Your assignment ▸
From the listing below, copy only the lines from the line that contains "(diff shortened: 1 of 17 files shown)" to the line that contains "3. I'm unclear", counting those two lines as part of the copy.
*** Opening Data to examine ***
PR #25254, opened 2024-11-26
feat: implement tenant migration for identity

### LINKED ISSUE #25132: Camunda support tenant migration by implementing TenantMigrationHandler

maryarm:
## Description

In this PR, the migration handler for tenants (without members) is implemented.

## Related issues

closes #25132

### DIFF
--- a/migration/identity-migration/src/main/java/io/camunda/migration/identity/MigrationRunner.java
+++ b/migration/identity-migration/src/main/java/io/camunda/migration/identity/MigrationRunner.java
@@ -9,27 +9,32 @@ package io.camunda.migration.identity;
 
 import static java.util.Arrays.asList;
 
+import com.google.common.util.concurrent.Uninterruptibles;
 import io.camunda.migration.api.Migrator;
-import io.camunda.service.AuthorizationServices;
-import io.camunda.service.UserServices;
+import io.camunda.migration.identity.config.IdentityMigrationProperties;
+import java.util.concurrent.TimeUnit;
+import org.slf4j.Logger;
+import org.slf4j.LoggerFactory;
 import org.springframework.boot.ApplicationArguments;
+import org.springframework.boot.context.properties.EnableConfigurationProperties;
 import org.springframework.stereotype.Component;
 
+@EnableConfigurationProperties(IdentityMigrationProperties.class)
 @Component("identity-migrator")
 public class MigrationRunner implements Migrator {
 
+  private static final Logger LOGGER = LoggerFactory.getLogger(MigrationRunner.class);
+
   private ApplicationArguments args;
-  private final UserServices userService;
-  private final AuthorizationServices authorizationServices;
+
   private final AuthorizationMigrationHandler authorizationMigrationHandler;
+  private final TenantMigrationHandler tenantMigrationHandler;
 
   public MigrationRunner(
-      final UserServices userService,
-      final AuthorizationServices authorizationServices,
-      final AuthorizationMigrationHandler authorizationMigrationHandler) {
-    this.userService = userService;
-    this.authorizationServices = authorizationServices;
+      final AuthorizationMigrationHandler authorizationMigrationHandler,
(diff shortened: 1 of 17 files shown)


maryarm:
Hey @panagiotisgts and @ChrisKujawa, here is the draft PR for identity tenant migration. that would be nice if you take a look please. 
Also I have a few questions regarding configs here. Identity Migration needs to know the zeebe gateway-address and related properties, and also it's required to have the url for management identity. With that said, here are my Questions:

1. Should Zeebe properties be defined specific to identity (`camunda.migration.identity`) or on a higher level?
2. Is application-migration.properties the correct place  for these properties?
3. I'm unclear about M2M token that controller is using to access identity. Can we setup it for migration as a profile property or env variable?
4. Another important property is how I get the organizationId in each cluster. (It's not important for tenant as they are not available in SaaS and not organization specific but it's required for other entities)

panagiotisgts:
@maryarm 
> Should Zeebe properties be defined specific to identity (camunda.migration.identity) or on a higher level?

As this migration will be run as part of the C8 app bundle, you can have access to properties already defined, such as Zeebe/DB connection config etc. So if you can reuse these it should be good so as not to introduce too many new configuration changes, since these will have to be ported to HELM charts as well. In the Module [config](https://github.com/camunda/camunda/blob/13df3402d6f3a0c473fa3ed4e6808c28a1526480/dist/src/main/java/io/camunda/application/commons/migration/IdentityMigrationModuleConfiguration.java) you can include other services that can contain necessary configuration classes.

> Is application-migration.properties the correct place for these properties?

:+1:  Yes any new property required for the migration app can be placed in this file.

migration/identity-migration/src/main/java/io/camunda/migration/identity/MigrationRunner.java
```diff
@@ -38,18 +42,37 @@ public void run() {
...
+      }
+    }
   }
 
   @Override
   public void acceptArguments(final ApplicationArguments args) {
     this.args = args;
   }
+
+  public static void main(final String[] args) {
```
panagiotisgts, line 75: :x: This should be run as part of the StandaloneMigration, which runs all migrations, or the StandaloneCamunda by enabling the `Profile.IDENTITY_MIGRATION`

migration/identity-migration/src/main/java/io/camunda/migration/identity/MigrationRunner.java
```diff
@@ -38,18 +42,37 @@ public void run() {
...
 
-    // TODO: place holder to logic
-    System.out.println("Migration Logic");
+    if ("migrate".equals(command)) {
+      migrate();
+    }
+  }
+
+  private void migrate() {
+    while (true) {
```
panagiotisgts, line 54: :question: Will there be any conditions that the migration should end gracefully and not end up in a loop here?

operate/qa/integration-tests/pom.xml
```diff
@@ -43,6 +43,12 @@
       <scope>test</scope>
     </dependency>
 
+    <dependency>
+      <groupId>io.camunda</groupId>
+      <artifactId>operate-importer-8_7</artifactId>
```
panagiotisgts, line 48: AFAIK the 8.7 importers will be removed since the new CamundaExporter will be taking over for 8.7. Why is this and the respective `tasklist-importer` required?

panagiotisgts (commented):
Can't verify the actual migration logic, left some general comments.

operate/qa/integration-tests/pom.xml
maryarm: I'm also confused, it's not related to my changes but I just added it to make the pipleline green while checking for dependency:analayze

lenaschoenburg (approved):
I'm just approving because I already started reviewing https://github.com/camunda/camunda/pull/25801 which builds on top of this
*** Closing Data to examine ***
*** Opening Data to examine ***
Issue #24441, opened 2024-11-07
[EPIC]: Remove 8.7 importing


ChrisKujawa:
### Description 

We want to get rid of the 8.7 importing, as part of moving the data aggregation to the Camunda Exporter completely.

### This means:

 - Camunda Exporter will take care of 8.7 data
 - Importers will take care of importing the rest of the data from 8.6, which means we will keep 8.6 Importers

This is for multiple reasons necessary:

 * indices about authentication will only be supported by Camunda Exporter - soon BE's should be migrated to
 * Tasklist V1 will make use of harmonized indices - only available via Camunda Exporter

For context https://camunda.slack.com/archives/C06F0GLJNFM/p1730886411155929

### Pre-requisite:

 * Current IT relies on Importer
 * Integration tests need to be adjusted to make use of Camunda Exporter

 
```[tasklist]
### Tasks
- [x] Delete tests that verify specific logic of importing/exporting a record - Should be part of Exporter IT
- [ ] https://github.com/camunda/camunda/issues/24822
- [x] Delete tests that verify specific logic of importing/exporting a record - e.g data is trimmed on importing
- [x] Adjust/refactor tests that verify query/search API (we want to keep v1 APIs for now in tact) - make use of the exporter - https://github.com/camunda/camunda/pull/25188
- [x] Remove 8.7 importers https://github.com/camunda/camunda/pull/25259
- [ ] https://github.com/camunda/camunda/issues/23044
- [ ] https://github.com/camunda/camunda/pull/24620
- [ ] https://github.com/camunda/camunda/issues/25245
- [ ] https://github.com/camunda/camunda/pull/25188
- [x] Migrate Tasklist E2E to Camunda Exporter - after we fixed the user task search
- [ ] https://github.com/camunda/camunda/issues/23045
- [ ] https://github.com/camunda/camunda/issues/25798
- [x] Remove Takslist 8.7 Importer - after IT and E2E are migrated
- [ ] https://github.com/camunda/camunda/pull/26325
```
*** Closing Data to examine ***
Result of this task ▸
(diff shortened: 1 of 17 files shown)


maryarm:
Hey @panagiotisgts and @ChrisKujawa, here is the draft PR for identity tenant migration. that would be nice if you take a look please. 
Also I have a few questions regarding configs here. Identity Migration needs to know the zeebe gateway-address and related properties, and also it's required to have the url for management identity. With that said, here are my Questions:

1. Should Zeebe properties be defined specific to identity (`camunda.migration.identity`) or on a higher level?
2. Is application-migration.properties the correct place  for these properties?
3. I'm unclear about M2M token that controller is using to access identity. Can we setup it for migration as a profile property or env variable?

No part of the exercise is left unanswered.